PR #9793, opened 2026-01-15
feat(starfish): add sequential restart simtests with strict transacti…

### LINKED ISSUE #9764: fast sync: add a simtest mimicking fast sync scenarios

» WHAT YOU SHOULD DO
Lines are to be repeated exactly from the one that contains "feat(starfish): add sequential" through the last line of the listing, with both ends kept and no others added.

» EXPECTED ANSWER
feat(starfish): add sequential restart simtests with strict transacti…

### LINKED ISSUE #9764: fast sync: add a simtest mimicking fast sync scenarios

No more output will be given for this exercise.